**Work request**
Your response should contain every line from the data below that holds the string "https".

Stored entries
PR #6344, opened 2020-04-16
fix: don't generate label align when angle is 0 for top or bottom axis

### LINKED ISSUE #6341: Setting label angle removes label flush
Setting the label angle removes label flush. We could say that this is by design but it's a bit jarring. Not sure whether this is a regression either. 

[Open the Chart in the Vega Editor](https://vega.github.io/editor/#/url/vega-lite/N4KABGBEAkDODGALApgWwIaQFxUQFzwAdYsB6UgN2QHN0A6agSz0QFcAjOxge1IRQyUa6ALQAbZskoAWOgCtY3AHaQANOCgATZAgBOjQnh4qckAIJhYjVITHIw7dLrBIneMAHdmiMGnbJNbU0wTXQ8ejUNSFDw7DBQCAhICnQxVh04gG0NRPjITFMzNSh2OIAmAA4AX1U8gqgAIWLIUpwAVjaaurjIAGFm1rBpAGYanMTgfJ6AEQG4gE4ARi7J+sgAUTmcCuXa1Z6AMS2wNtH1XIh90wBxY8X5lanTAAljioB2R7WASWO2sqq4wAuhoxkkMLoANY9Ry6SJJZBKeDcTSMJTUOIJRKQAAemMgADNGMgxJoYc08ABPQjIHoAR1Y6CURnCRiozXQOMYsHxYnQ-jEZnRdjiAAYqoCIIDAUA)

domoritz:
fixes #6341

### DIFF
--- a/src/compile/axis/assemble.ts
+++ b/src/compile/axis/assemble.ts
@@ -158,6 +158,10 @@ export function assembleAxis(
       setAxisEncode(axis, 'labels', 'text', {signal: expr});
     }
 
+    if (axis.labelAlign === null) {
+      delete axis.labelAlign;
+    }
+
     // Remove unnecessary encode block
     if (axis.encode) {
       for (const part of AXIS_PARTS) {
--- a/examples/compiled/bar.vg.json
+++ b/examples/compiled/bar.vg.json
@@ -93,7 +93,6 @@
       "grid": false,
       "title": "a",
       "labelAngle": 0,
-      "labelAlign": "center",
       "labelBaseline": "top",
       "labelOverlap": true,
       "zindex": 0
--- a/examples/compiled/bar_negative.vg.json
+++ b/examples/compiled/bar_negative.vg.json
@@ -106,7 +106,6 @@
       "labelAngle": 0,
       "labelPadding": 4,
       "ticks": false,
-      "labelAlign": "center",
       "labelBaseline": "top",
       "labelOverlap": true,
       "zindex": 0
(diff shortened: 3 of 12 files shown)


src/compile/axis/assemble.ts
```diff
@@ -158,6 +158,11 @@ export function assembleAxis(
       setAxisEncode(axis, 'labels', 'text', {signal: expr});
     }
 
+    // clear default label align so label flush still works
+    if (axis.labelAngle === 0 && (orient === 'top' || orient === 'bottom') && axis.labelAlign === 'center') {
+      delete axis.labelAlign;
```
kanitw, line 163: This is too hacky.  Setting it in parse and removing it later would make it really hard to reason about. 
Also, what if I make labelFlush = false, shouldn't we still set textAlign here?

, and wouldn't be correct in all cases. 

I'd rather make labelAlign/labelBaseline also depends on labelFlush. 
Basically if labelFlush is true, then don't set labelAlign for x / labelBaseline for y.

You can extract labelFlush to be AxisRuleParams, just like we do with labelAngle.

domoritz: I did that but when I returned `undefined` in the case where I didn't want to set it, then the resolution logic would fill in the wrong value. I could return `null` instead of undefined, I guess.

domoritz: The issue with `null` is that we need to clean it up later.

kanitw: I think cleaning up null is more reasonable than setting other values then delete?

At least, we can consistently set null for both signal and normal cases.  (And only clean up in normal cases.)

kanitw:
@domoritz -- can you do this by forking from https://github.com/vega/vega-lite/pull/6312?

**Expected answer**
[Open the Chart in the Vega Editor](https://vega.github.io/editor/#/url/vega-lite/N4KABGBEAkDODGALApgWwIaQFxUQFzwAdYsB6UgN2QHN0A6agSz0QFcAjOxge1IRQyUa6ALQAbZskoAWOgCtY3AHaQANOCgATZAgBOjQnh4qckAIJhYjVITHIw7dLrBIneMAHdmiMGnbJNbU0wTXQ8ejUNSFDw7DBQCAhICnQxVh04gG0NRPjITFMzNSh2OIAmAA4AX1U8gqgAIWLIUpwAVjaaurjIAGFm1rBpAGYanMTgfJ6AEQG4gE4ARi7J+sgAUTmcCuXa1Z6AMS2wNtH1XIh90wBxY8X5lanTAAljioB2R7WASWO2sqq4wAuhoxkkMLoANY9Ry6SJJZBKeDcTSMJTUOIJRKQAAemMgADNGMgxJoYc08ABPQjIHoAR1Y6CURnCRiozXQOMYsHxYnQ-jEZnRdjiAAYqoCIIDAUA)
@domoritz -- can you do this by forking from https://github.com/vega/vega-lite/pull/6312?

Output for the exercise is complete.